Applications of deep learning techniques in healthcare systems: A review
1Dept. of Computer Engineering, Erciyes University, Kayseri, Türkiye
2Information Technology, Erciyes University, Kayseri, Türkiye
J Clin Pract Res - DOI: 10.14744/cpr.2024.25381

Abstract

Artificial intelligence (AI) is the ability of machines to carry out tasks by imitating human intelligence. In recent years, AI methods have begun to be used in many different areas. Healthcare is one of the most common areas where AI is used. Diagnosis, treatment, patient care, new drug production, and preventive care can be listed as some of the applications of AI in health.

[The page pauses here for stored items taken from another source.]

PR #3683, opened 2022-08-09
feat: critical operations in Registrar, Mail, Notif, Consent managers

cuadradek:
- mfa_rules in perun-roles.yml were added for Registrar, Mail,
Notification and Consent managers.

### DIFF
--- a/perun-base/src/main/resources/perun-roles.yml
+++ b/perun-base/src/main/resources/perun-roles.yml
@@ -6438,11 +6438,15 @@ perun_policies:
     policy_roles: []
     include_policies:
       - default_policy
+    mfa_rules:
+      - MFA:
 
   removePerunNotifReceiverById_int_policy:
     policy_roles: []
     include_policies:
       - default_policy
+    mfa_rules:
+      - MFA:
 
   getPerunNotifRegexById_int_policy:
     policy_roles:
@@ -6460,16 +6464,22 @@ perun_policies:
     policy_roles: []
     include_policies:
       - default_policy
+    mfa_rules:
+      - MFA:
 
   updatePerunNotifRegex_PerunNotifRegex_policy:
     policy_roles: []
     include_policies:
       - default_policy
+    mfa_rules:
+      - MFA:
 
   removePerunNotifRegexById_int_policy:
     policy_roles: []
     include_policies:
       - default_policy
+    mfa_rules:
+      - MFA:
 
   getPerunNotifTemplateById_int_policy:
     policy_roles:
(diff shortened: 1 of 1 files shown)


perun-base/src/main/resources/perun-roles.yml
```diff
@@ -7016,32 +7120,44 @@ perun_policies:
...
     policy_roles:
       - VOADMIN: Vo
       - GROUPADMIN: Group
     include_policies:
       - default_policy
+    mfa_rules:
+      - MFA: Vo
+      - MFA: Group
 
   source-copyFormFromGroupToGroup_Group_Group_policy:
```
sarkapalkovicova, line 7162: I'm not sure if you skipped it or if it's correct, but shouldn't there be mfa rules like for  `destination-copyFormFromGroupToGroup_Group_Group_policy`? The rest looks fine to me.

perun-base/src/main/resources/perun-roles.yml
```diff
@@ -6653,99 +6675,137 @@ perun_policies:
...
 
   createApplicationFormInGroup_Group_policy:
     policy_roles:
       - GROUPADMIN: Group
       - VOADMIN: Vo
     include_policies:
       - default_policy
+    mfa_rules:
+      - MFA: Vo
+      - MFA: Group
```
Kuliak, line 6808: Are we really changing mentioned Vo or Group? Maybe general MFA would be better, since only empty application form is created and no attribute values are set, or?

perun-base/src/main/resources/perun-roles.yml
```diff
@@ -6790,116 +6850,160 @@ perun_policies:
...
 
   group-addFormItem_ApplicationForm_ApplicationFormItem_policy:
     policy_roles:
       - VOADMIN: Vo
       - GROUPADMIN: Group
     include_policies:
       - default_policy
+    mfa_rules:
+      - MFA: Vo
+      - MFA: Group
```
Kuliak, line 6864: yes, it concerns Vo or group, however, do we change them / set something for them or for the given form only? Same applies for update/delete items or forms. Perhaps, we might discuss it to clarify it. What do you say?
@Johaney-s @xflord

Kuliak (commented):
Good job! I have some suggestions that we might discuss just to be sure.

perun-base/src/main/resources/perun-roles.yml
cuadradek: I thought the source group won't be changed, only its form would be copied so it is a read operation = non critical. What do you think?

perun-base/src/main/resources/perun-roles.yml
cuadradek: We discussed this, and global MFA would enforce MFA for all forms, this way only for the groups / Vos marked as critical.

perun-base/src/main/resources/perun-roles.yml
cuadradek: We discussed this, and we probably want to keep it this way. We might remove it in the future if we do not want it.

Kuliak (approved):

sarkapalkovicova (approved):

PR #3684, opened 2022-08-09
feat: new method getMessagesByIdAndCount

balcirakpeter:
Created a new method that returns a defined number of messages whose ids are less or equal to the
given id.

### DIFF
--- a/perun-core/src/main/java/cz/metacentrum/perun/core/impl/AuditMessagesManagerImpl.java
+++ b/perun-core/src/main/java/cz/metacentrum/perun/core/impl/AuditMessagesManagerImpl.java
@@ -204,6 +204,15 @@ public class AuditMessagesManagerImpl implements AuditMessagesManagerImplApi {
 	}
 
 	@Override
+	public List<AuditMessage> getMessagesByIdAndCount(PerunSession perunSession, int id, int count) {
+		try {
+			return jdbc.query("select " + auditMessageMappingSelectQuery + " from auditer_log where id<=? order by id desc limit ?", AUDIT_MESSAGE_MAPPER, id, count);
+		} catch (RuntimeException err) {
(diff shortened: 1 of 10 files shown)


perun-core/src/main/java/cz/metacentrum/perun/core/impl/AuditMessagesManagerImpl.java
```diff
@@ -203,6 +203,16 @@ public List<AuditMessage> getMessagesByCount(PerunSession perunSession, int coun
 		}
 	}
 
+	@Override
+	public List<AuditMessage> getMessagesByIdAndCount(PerunSession perunSession, int id, int count) {
+		int lowestId = id - count + 1;
+		try {
+			return jdbc.query("select " + auditMessageMappingSelectQuery + " from auditer_log where id between ? and ? order by id desc", AUDIT_MESSAGE_MAPPER, lowestId, id);
```
Johaney-s, line 210: just a thought -  i see there's similar problem with `getMessagesByCount` method - by the name of the method, wouldn't it be better to try to return the exact count of the messages than subtract the ids? or rather change the name to `getMessagesByIdsRange`?
```suggestion
			return jdbc.query("select " + auditMessageMappingSelectQuery + " from auditer_log where id<=? order by id desc limit ?", AUDIT_MESSAGE_MAPPER, id, count);
```

cuadradek (approved):

perun-core/src/main/java/cz/metacentrum/perun/core/impl/AuditMessagesManagerImpl.java
balcirakpeter: Good point. Changed so it is using `limit` instead of `between`.

Johaney-s (approved):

In this review, deep learning methods, which are a sub-branch of AI, are mentioned. Deep learning methods frequently used in the literature are convolutional neural networks, stacked autoencoders, and recurrent neural networks. The deep learning methods commonly used in the literature include convolutional neural networks (CNNs) for image recognition and classification, stacked autoencoders (SAEs) for unsupervised feature learning and dimensionality reduction, and recurrent neural networks (RNNs) for analyzing sequential data like time-series data. However, it should be noted that all these methods can be applied to other application areas as well. This paper presents studies in the literature on medical image analysis, drug discovery and development, and remote patient monitoring in which these deep learning methods are used.